Exercise instructions: Whatever lines the data contains, output all of them unchanged.

Data entries
Issue #2986, opened 2024-05-28
Posemath #define toLine() is same defined as in Qt library. 


krcwrhvgyxzqelljes:
Hi,

~/linuxcnc/src/libnml/posemath/posemath.h
Line 978

The problem is that same name is used in qt libraries.

#define toLine(src,dst) {toPose((src).start, &((dst)->start)); toPose((src).end, &((dst)->end)); toCart((src).uVec, &((dst)->uVec));}

Can you rename this to :

#define toLine_(src,dst) {toPose((src).start, &((dst)->start)); toPose((src).end, &((dst)->end)); toCart((src).uVec, &((dst)->uVec));}

Then it compiles along with qt libraries and problem is solved.

~/qt-creator/5.15.1/gcc_64/include/QtCore/qvariant.h
line 324 :    QLine toLine() const;

Compile ouput:
error: expected ';' at end of declaration list
    QLine toLine() const;

rmu75:
These toLine etc... macros shouldn't be macros in the first place and they should be moved inside the #ifdef __cplusplus block.

rmu75:
These toLine etc... macros shouldn't be macros in the first place and they should be moved inside the #ifdef __cplusplus block.

rene-dev:
closed by https://github.com/LinuxCNC/linuxcnc/pull/2999

Issue #2995, opened 2024-06-11
Remove StateTag tag. As it is never used.


krcwrhvgyxzqelljes:
/home/user/linuxcnc/src/emc/rs274ngc/interp_convert.cc

Line 4357 

StateTag tag;

This can be deleted as it is never used.

andypugh:
In which version? 
In master it is: https://github.com/LinuxCNC/linuxcnc/blob/master/src/emc/rs274ngc/interp_convert.cc#L4357
In 2.9 it is https://github.com/LinuxCNC/linuxcnc/blob/2.9/src/emc/rs274ngc/interp_convert.cc#L4357

rmu75:
https://github.com/LinuxCNC/linuxcnc/blob/2.9/src/emc/rs274ngc/interp_convert.cc#L3811
https://github.com/LinuxCNC/linuxcnc/blob/master/src/emc/rs274ngc/interp_convert.cc#L4352

andypugh:
OK, yes, that seems to never be used in that scope. 
The compiler probably ignores it, but it does seem untidy.

rene-dev:
closed by https://github.com/LinuxCNC/linuxcnc/pull/2999

PR #2999, opened 2024-06-26
refactor posemath macros

rmu75:
posemath.h: replace some macros with function templates.

posemath.h contains some macros for conversion between C structs and C++
classes. Those macros are named like 'toLine' and don't follow usual
convention that #define should use CAPITALIZED_NAMES. To avoid
name collisions, replace macros with function templates and make sure
those are only enabled if compiled as C++.


rmu75:
fixes #2986 and #2995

Worked solution:
Issue #2986, opened 2024-05-28
Posemath #define toLine() is same defined as in Qt library. 


krcwrhvgyxzqelljes:
Hi,

~/linuxcnc/src/libnml/posemath/posemath.h
Line 978

The problem is that same name is used in qt libraries.

#define toLine(src,dst) {toPose((src).start, &((dst)->start)); toPose((src).end, &((dst)->end)); toCart((src).uVec, &((dst)->uVec));}

Can you rename this to :

#define toLine_(src,dst) {toPose((src).start, &((dst)->start)); toPose((src).end, &((dst)->end)); toCart((src).uVec, &((dst)->uVec));}

Then it compiles along with qt libraries and problem is solved.

~/qt-creator/5.15.1/gcc_64/include/QtCore/qvariant.h
line 324 :    QLine toLine() const;

Compile ouput:
error: expected ';' at end of declaration list
    QLine toLine() const;

rmu75:
These toLine etc... macros shouldn't be macros in the first place and they should be moved inside the #ifdef __cplusplus block.

rmu75:
These toLine etc... macros shouldn't be macros in the first place and they should be moved inside the #ifdef __cplusplus block.

rene-dev:
closed by https://github.com/LinuxCNC/linuxcnc/pull/2999

Issue #2995, opened 2024-06-11
Remove StateTag tag. As it is never used.


krcwrhvgyxzqelljes:
/home/user/linuxcnc/src/emc/rs274ngc/interp_convert.cc

Line 4357 

StateTag tag;

This can be deleted as it is never used.

andypugh:
In which version? 
In master it is: https://github.com/LinuxCNC/linuxcnc/blob/master/src/emc/rs274ngc/interp_convert.cc#L4357
In 2.9 it is https://github.com/LinuxCNC/linuxcnc/blob/2.9/src/emc/rs274ngc/interp_convert.cc#L4357

rmu75:
https://github.com/LinuxCNC/linuxcnc/blob/2.9/src/emc/rs274ngc/interp_convert.cc#L3811
https://github.com/LinuxCNC/linuxcnc/blob/master/src/emc/rs274ngc/interp_convert.cc#L4352

andypugh:
OK, yes, that seems to never be used in that scope. 
The compiler probably ignores it, but it does seem untidy.

rene-dev:
closed by https://github.com/LinuxCNC/linuxcnc/pull/2999

PR #2999, opened 2024-06-26
refactor posemath macros

rmu75:
posemath.h: replace some macros with function templates.

posemath.h contains some macros for conversion between C structs and C++
classes. Those macros are named like 'toLine' and don't follow usual
convention that #define should use CAPITALIZED_NAMES. To avoid
name collisions, replace macros with function templates and make sure
those are only enabled if compiled as C++.


rmu75:
fixes #2986 and #2995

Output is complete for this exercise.